Former Landfill Becomes Park!

A Los Angeles firm turns to super-light interventions for a landscape bent on change.

A Los Angeles firm turns to super-light interventions for a landscape bent on change.

From the September 2016 issue of Landscape Architecture Magazine.

It’s been nearly three years since Los Angeles County Waste Management’s fleet of rumbling trash trucks ceased their daily climb up and down the massive landfill in Puente Hills, for years one of the nation’s largest. Now, the 640-acre site is poised to become a public park, and despite its proximity to an area rich in outdoor amenities like the picturesque Powder Canyon and Arroyo Pescadero Trail, it lacks easy access and infrastructure that would allow surrounding working-class San Gabriel Valley communities a chance to experience its spectacular views and raw terrain.

“When the county came to us, they wanted us to think big, and they wanted the public to think big,” says Bryan Matsumoto, a landscape design associate at Withers & Sandgren Landscape Architecture and Planning in Montrose, California.

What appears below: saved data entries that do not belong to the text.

PR #14954, opened 2023-06-26
add indirect execution context access

alangenfeld:
adds a means to get the current op/asset execution context via a function call, setup using a `ContextVar`. Exposed as `OpExecutionContext.get()` & `AssetExecutionContext.get()`

## How I Tested These Changes

added test

### DIFF
--- a/python_modules/dagster/dagster/_core/execution/context/compute.py
+++ b/python_modules/dagster/dagster/_core/execution/context/compute.py
@@ -1,4 +1,6 @@
 from abc import ABC, ABCMeta, abstractmethod
+from contextlib import contextmanager
+from contextvars import ContextVar
 from inspect import _empty as EmptyAnnotation
 from typing import (
     AbstractSet,
@@ -48,6 +50,7 @@ from dagster._core.events import DagsterEvent
 from dagster._core.instance import DagsterInstance
 from dagster._core.log_manager import DagsterLogManager
 from dagster._core.storage.dagster_run import DagsterRun
+from dagster._utils.cached_method import cached_method
 from dagster._utils.forked_pdb import ForkedPdb
 from dagster._utils.warnings import (
     deprecation_warning,
@@ -1334,15 +1337,34 @@ class OpExecutionContext(AbstractComputeExecutionContext, metaclass=OpExecutionC
     def set_requires_typed_event_stream(self, *, error_message: Optional[str] = None) -> None:
         self._step_execution_context.set_requires_typed_event_stream(error_message=error_message)
 
+    @staticmethod
+    def get() -> "OpExecutionContext":
+        ctx = _current_asset_execution_context.get()
+        if ctx is None:
+            raise DagsterInvariantViolationError("No current OpExecutionContext in scope.")
+        return ctx.get_op_execution_context()
+
 
 class AssetExecutionContext(OpExecutionContext):
     def __init__(self, step_execution_context: StepExecutionContext):
         super().__init__(step_execution_context=step_execution_context)
 
+    @staticmethod
+    def get() -> "AssetExecutionContext":
+        ctx = _current_asset_execution_context.get()
+        if ctx is None:
+            raise DagsterInvariantViolationError("No current AssetExecutionContext in scope.")
+        return ctx
 
-def build_execution_context(
+    @cached_method
+    def get_op_execution_context(self) -> "OpExecutionContext":
+        return OpExecutionContext(self._step_execution_context)
+
+
+@contextmanager
+def enter_execution_context(
     step_context: StepExecutionContext,
-) -> Union[OpExecutionContext, AssetExecutionContext]:
+) -> Iterator[Union[OpExecutionContext, AssetExecutionContext]]:
     """Get the correct context based on the type of step (op or asset) and the user provided context
     type annotation. Follows these rules.
 
@@ -1393,16 +1415,30 @@ def build_execution_context(
             " OpExecutionContext, or left blank."
         )
 
-    if context_annotation is EmptyAnnotation:
-        # if no type hint has been given, default to:
-        # * AssetExecutionContext for sda steps not in graph-backed assets, and asset_checks
-        # * OpExecutionContext for non sda steps
-        # * OpExecutionContext for ops in graph-backed assets
-        if is_asset_check:
-            return AssetExecutionContext(step_context)
-        if is_op_in_graph_asset or not is_sda_step:
-            return OpExecutionContext(step_context)
-        return AssetExecutionContext(step_context)
-    if context_annotation is AssetExecutionContext:
-        return AssetExecutionContext(step_context)
-    return OpExecutionContext(step_context)
+    # Structured assuming upcoming changes to make AssetExecutionContext contain an OpExecutionContext
+    asset_ctx = AssetExecutionContext(step_context)
+    asset_token = _current_asset_execution_context.set(asset_ctx)
+
+    try:
+        if context_annotation is EmptyAnnotation:
+            # if no type hint has been given, default to:
+            # * AssetExecutionContext for sda steps not in graph-backed assets, and asset_checks
+            # * OpExecutionContext for non sda steps
+            # * OpExecutionContext for ops in graph-backed assets
+            if is_asset_check:
+                yield asset_ctx
+            elif is_op_in_graph_asset or not is_sda_step:
+                yield asset_ctx.get_op_execution_context()
+            else:
+                yield asset_ctx
+        elif context_annotation is AssetExecutionContext:
+            yield asset_ctx
+        else:
+            yield asset_ctx.get_op_execution_context()
+    finally:
+        _current_asset_execution_context.reset(asset_token)
+
+
+_current_asset_execution_context: ContextVar[Optional[AssetExecutionContext]] = ContextVar(
+    "_current_asset_execution_context", default=None
+)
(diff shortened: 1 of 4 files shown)


alangenfeld:
* master
  * **PR #14954** <a href="https://app.graphite.dev/github/pr/dagster-io/dagster/14954" target="_blank">Graphite</a>  👈

This comment was auto-generated by [Graphite](https://app.graphite.dev/github/pr/dagster-io/dagster/14954?utm_source=stack-comment).

schrockn:
If we do this, I think it should be a getter of the class (e.g. AssetExecutionContext.get()) so that the type of the context is clear.

python_modules/dagster/dagster/_core/execution/context/compute.py
```diff
@@ -1300,15 +1305,24 @@ def typed_event_stream_error_message(self) -> Optional[str]:
     def set_requires_typed_event_stream(self, *, error_message: Optional[str] = None) -> None:
         self._step_execution_context.set_requires_typed_event_stream(error_message=error_message)
 
+    @staticmethod
+    def get_current() -> Optional["OpExecutionContext"]:
```
alangenfeld, line 1309: should these raise or return None when there is no current context?

python_modules/dagster/dagster/_core/execution/plan/execute_step.py
```diff
@@ -462,13 +463,14 @@ def core_dagster_event_sequence_for_step(
...
-    with time_execution_scope() as timer_result:
-        user_event_sequence = check.generator(
-            execute_core_compute(
-                step_context,
-                inputs,
-                core_gen,
-            )
+    with time_execution_scope() as timer_result, enter_execution_context(
+        step_context
+    ) as compute_context:
```
alangenfeld, line 468: this is hoisted up here to the top of the iterator call stack since context managers + active generators get goofy and if you raise an exception based on a yielded value in a frame above where the context manager is opened it does not get closed

python_modules/dagster/dagster/_core/execution/context/compute.py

On behalf of the Los Angeles County Department of Parks and Recreation, Withers & Sandgren worked with Auburn, Alabama-based Hillworks Landscape + Architecture and other consultants to develop a careful strategy of maximizing the site’s abrasively atypical features and orchestrated a series of surprisingly creative and lively community workshops to promote the master plan process. “We were bracing ourselves for conflict and uncertainty. People are skeptical and unsure of the environmental aspects of the site, but we were up front about the challenging aspects by saying, ‘Here are the constraints,’” Matsumoto says.

Moderate settling is characteristic of most landfill-to-park remediation projects, but Puente Hills’s dramatic elevation change will be precedent setting. Portions of the site will continue to settle over the next 75 years, resulting in a negative elevation change of up to 125 feet. The settling makes even the most basic improvements, like lighting stands or trees, an impossibility across wide areas of the future park. “This is a highly engineered and very disturbed landscape,” Matsumoto says of the mountainous terrain, which is 1,000 feet high in places. “The constraints for ball fields, for example, are significant: We’d have sinking trees, dangerous divots, and rolls. We can’t have turf. Water can’t percolate down through the site, or else we’ll create leachate.”

By identifying and deciphering where “islands” of nonfill land could accommodate structures such as posts and foundations, the team could propose a precious few structured amenities that might also neutralize or enhance the huge elevation change of the site. In the process of the community workshops, groups of schoolchildren, teachers, organizers, business owners, and hikers all responded positively to fun features like a zip line, slides, and a trail lift (imagine a gondola ride). Then it was determined which adjacent, lighter amenities could populate the larger, surrounding areas of ever-settling fill. For the design team, it was key to promote the plan’s passive elements as much as its few permanent features.

During a recent workshop (the fourth of five) at a local elementary school in La Puente, homeowners with families in tow, environmental activists, city boosters, and groups of teens were asked to choose one of three visions for the park, developed based on previous workshop feedback. Out of three schematic concepts, attendees chose a design that featured a more ecological approach instead of solely recreational or educational proposals. With a strategy of ephemeral and super-light interventions such as picnic areas, a dog park, and “hedgerows” of wildflowers to define edges and boundaries, locals felt it struck a balance. Sophia Espinosa, a park supporter and returning attendee, said, “I won’t be alive 70 years from now, but I see this as that I’m leaving my mark.”

Now covered with up to 12 feet of dirt, the former landfill and its master plan await a vote by Los Angeles County’s Board of Supervisors, which has pledged support for the park. “This is a park for all in the 25-mile radius it serves, so it can’t be habitat reserves only,” Matsumoto says. “On the other hand, we don’t want it to be Disneyland. And in a sense it can’t be.”